Task instructions: The complete listing below should be transcribed precisely.

Data supplied:
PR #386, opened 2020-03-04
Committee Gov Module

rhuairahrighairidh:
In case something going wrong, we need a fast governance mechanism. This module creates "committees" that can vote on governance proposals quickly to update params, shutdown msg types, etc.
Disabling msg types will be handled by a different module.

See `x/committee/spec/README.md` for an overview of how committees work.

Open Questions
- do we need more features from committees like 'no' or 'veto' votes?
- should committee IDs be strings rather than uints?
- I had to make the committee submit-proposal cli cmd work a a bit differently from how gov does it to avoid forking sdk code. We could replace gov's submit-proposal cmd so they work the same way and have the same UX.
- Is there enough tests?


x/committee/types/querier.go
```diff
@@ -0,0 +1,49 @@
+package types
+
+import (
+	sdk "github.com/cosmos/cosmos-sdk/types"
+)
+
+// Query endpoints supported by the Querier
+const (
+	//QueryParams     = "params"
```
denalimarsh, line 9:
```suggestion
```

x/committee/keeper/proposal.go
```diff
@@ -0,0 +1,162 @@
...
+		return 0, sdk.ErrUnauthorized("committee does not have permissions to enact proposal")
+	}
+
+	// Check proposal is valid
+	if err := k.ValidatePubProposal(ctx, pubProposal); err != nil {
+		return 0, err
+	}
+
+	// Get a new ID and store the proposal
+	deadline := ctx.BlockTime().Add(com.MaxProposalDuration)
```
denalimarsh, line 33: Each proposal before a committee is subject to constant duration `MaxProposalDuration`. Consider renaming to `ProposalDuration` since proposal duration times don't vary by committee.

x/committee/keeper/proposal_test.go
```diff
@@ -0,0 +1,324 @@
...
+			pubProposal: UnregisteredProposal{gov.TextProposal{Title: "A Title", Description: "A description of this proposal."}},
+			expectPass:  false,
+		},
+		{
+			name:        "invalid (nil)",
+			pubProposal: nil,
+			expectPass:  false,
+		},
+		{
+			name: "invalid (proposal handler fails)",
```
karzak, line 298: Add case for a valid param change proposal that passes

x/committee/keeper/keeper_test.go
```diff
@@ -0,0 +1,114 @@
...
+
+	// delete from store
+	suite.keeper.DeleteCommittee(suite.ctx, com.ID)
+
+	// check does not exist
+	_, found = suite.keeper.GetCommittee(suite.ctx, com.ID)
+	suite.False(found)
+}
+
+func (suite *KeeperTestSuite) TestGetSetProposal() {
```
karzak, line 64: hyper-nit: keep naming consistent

Result for this task:
PR #386, opened 2020-03-04
Committee Gov Module

rhuairahrighairidh:
In case something going wrong, we need a fast governance mechanism. This module creates "committees" that can vote on governance proposals quickly to update params, shutdown msg types, etc.
Disabling msg types will be handled by a different module.

See `x/committee/spec/README.md` for an overview of how committees work.

Open Questions
- do we need more features from committees like 'no' or 'veto' votes?
- should committee IDs be strings rather than uints?
- I had to make the committee submit-proposal cli cmd work a a bit differently from how gov does it to avoid forking sdk code. We could replace gov's submit-proposal cmd so they work the same way and have the same UX.
- Is there enough tests?


x/committee/types/querier.go
```diff
@@ -0,0 +1,49 @@
+package types
+
+import (
+	sdk "github.com/cosmos/cosmos-sdk/types"
+)
+
+// Query endpoints supported by the Querier
+const (
+	//QueryParams     = "params"
```
denalimarsh, line 9:
```suggestion
```

x/committee/keeper/proposal.go
```diff
@@ -0,0 +1,162 @@
...
+		return 0, sdk.ErrUnauthorized("committee does not have permissions to enact proposal")
+	}
+
+	// Check proposal is valid
+	if err := k.ValidatePubProposal(ctx, pubProposal); err != nil {
+		return 0, err
+	}
+
+	// Get a new ID and store the proposal
+	deadline := ctx.BlockTime().Add(com.MaxProposalDuration)
```
denalimarsh, line 33: Each proposal before a committee is subject to constant duration `MaxProposalDuration`. Consider renaming to `ProposalDuration` since proposal duration times don't vary by committee.

x/committee/keeper/proposal_test.go
```diff
@@ -0,0 +1,324 @@
...
+			pubProposal: UnregisteredProposal{gov.TextProposal{Title: "A Title", Description: "A description of this proposal."}},
+			expectPass:  false,
+		},
+		{
+			name:        "invalid (nil)",
+			pubProposal: nil,
+			expectPass:  false,
+		},
+		{
+			name: "invalid (proposal handler fails)",
```
karzak, line 298: Add case for a valid param change proposal that passes

x/committee/keeper/keeper_test.go
```diff
@@ -0,0 +1,114 @@
...
+
+	// delete from store
+	suite.keeper.DeleteCommittee(suite.ctx, com.ID)
+
+	// check does not exist
+	_, found = suite.keeper.GetCommittee(suite.ctx, com.ID)
+	suite.False(found)
+}
+
+func (suite *KeeperTestSuite) TestGetSetProposal() {
```
karzak, line 64: hyper-nit: keep naming consistent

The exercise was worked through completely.